# Newbie to dubai (hopefully!)



## deuceswild11 (Jul 20, 2012)

Hello everyone!!

My name is Alli and I recently received an offer (a promotion from my job here in the USA) to relocate to dubai. After reading several threads I feel like my situation is doable, not lavish, but doable. 
Here's what you need to know:

-This is a promotion from where I am now, but with the same company.
-Being successful in this job would nearly guarantee me a promotion in 6-9 months (already been stated).
-I have significant travel experience. I lived in china, japan, etc, so no worries there.
-My workplace would be the exact same as in the USA. That's been stated as well.
-I have lived on a miniscule recent college grad pay for a while now, so I know what it's like to scrimp and save. I don't buy designer clothes, and I drink, MAYBE once a week.

Here's the package:
126,000 per year. (basic salary is 88,200 yearly) (the rest is for transportation/living)
40% incentive bonus paid yearly (on basic salary)
30 days paid leave

What do you think? Anything important advice when relocating/living in dubai?


----------



## simpleplan1983 (Oct 18, 2011)

Hello there and welcome to expat forum

Sounds like an interesting opportunity

Couple of questions

- will your company be paying your rent?
- what travel allowances have they offer to relocate?

Rent can be quite high in Dubai and for a one bedroom apartment could be looking at 40-60k AED per year alone.

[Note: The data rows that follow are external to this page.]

PR #1959, opened 2018-04-03
Feature/zios 9829 network status bar animation finetuning

billypchan:
## What's new in this PR?

Rewrite the network status bar animation for better appearance.

UI animation properties changed:
1. sync bar animates the size to same as network status bar
2. sync bar animates the alpha value from 0 to 1
3. sync bar animates the corner radius to same as network status bar
4. sync bar top margin should match the network status bar top margin.
5. network status bar's text label should have a fade in/out animation when it appears/dismisses.

The state variables of classes OfflineBar and BreathLoadingBar are replaced with NetworkStatusViewState, which matches 3 states of NetworkStatusViewController.


Wire-iOS/Sources/UserInterface/Components/Views/BreathLoadingBar.swift
```diff
@@ -40,6 +43,44 @@ class BreathLoadingBar: UIView {
         }
     }
 
+    private var _state: NetworkStatusViewState = .online
+
+    var state: NetworkStatusViewState {
+        set {
+            update(state: newValue, animated: false)
```
vytis: No need to have another private variable for these things, you can simply use `didSet{}` in there to call `update` method

Wire-iOS/Sources/UserInterface/Components/NetworkStatus/OfflineBar.swift
```diff
@@ -0,0 +1,98 @@
...
+        constrain(self, offlineLabel) { containerView, offlineLabel in
+            offlineLabel.center == containerView.center
+            offlineLabel.left >= containerView.leftMargin
+            offlineLabel.right <= containerView.rightMargin
+
+            heightConstraint = containerView.height == 0
+        }
+    }
+
+    private func updateViews(animated: Bool = true) {
```
vytis: The code for `OfflineBar` and `BreathLoadingBar` seems quite similar - maybe there is a chance to unify the views together by adding something like a `BarKind` enum?

Wire-iOS/Sources/UserInterface/Components/NetworkStatus/OfflineBar.swift
```diff
@@ -0,0 +1,98 @@
...
+
+class OfflineBar: UIView {
+
+    private let offlineLabel: UILabel
+    private var heightConstraint: NSLayoutConstraint?
+    private var _state: NetworkStatusViewState = .online
+
+    var state: NetworkStatusViewState {
+        set {
+            update(state: newValue, animated: false)
```
vytis: Same issue here

Wire-iOS/Sources/UserInterface/Components/Views/BreathLoadingBar.swift
billypchan: It seems like a legacy objc style setter with a private variable with a prefixed underscore. I will make it more swifty.

Wire-iOS/Sources/UserInterface/Components/NetworkStatus/OfflineBar.swift
billypchan: Actually they are quite different. Only common attribute is they have a state.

I would find out exactly what they are willing to pay for as that salary is OK to live on if you exclude rent especially 

Cheers


----------



## BedouGirl (Sep 15, 2011)

I think the transportation/living covers the rent?


----------



## KONY (May 25, 2012)

Hi the figures you posted...are they US dollars or Aed ?

If it's USD then it's quite comfortable to live methinks


----------



## taurman2003 (Jul 20, 2012)

hi..its got to be USD..AED won't help you in meeting all your needs..


----------



## KONY (May 25, 2012)

Then there is absolutely no worries to have ...126 000 USD a year is the hell of a good salary...even in Dubai I think


----------



## deuceswild11 (Jul 20, 2012)

No, sadly it's AED. I will have some roommates though, as there are several other people from my company coming too.


----------



## deniz (Nov 11, 2009)

deuceswild11 said:


> No, sadly it's AED. I will have some roommates though, as there are several other people from my company coming too.


Not sure if you can make it with that salary.. And no matter what anyone says work environment here is not the same as in the US..


----------



## deuceswild11 (Jul 20, 2012)

I'd like to submit a counteroffer. I have significant experience in this field and DO think I am worth more. Is it possible to negotiate salary in UAE?


----------



## deniz (Nov 11, 2009)

deuceswild11 said:


> I'd like to submit a counteroffer. I have significant experience in this field and DO think I am worth more. Is it possible to negotiate salary in UAE?


I heard cases where it worked.. Does not hurt to try.. You can make a case that the package they offered will not be enough for you to maintain a similar life style. Propose what you think is the right amount and see what happens. Are they offering a similar package with your colleagues who are moving with you?


----------



## suzimack (Nov 29, 2011)

deuceswild11 said:


> I'd like to submit a counteroffer. I have significant experience in this field and DO think I am worth more. Is it possible to negotiate salary in UAE?


Definitely make a counteroffer, the worst that can happen is they stick to their original offer! Some companies will not negotiate on basic salary (as EOS is based in this) but will review allowances, or even both! In my experience the company increased my basic by 50% when I challenged it, but wouldn't budge on housing allowance!! It's all down to what you believe will work got you personally, but definitely try!!!


----------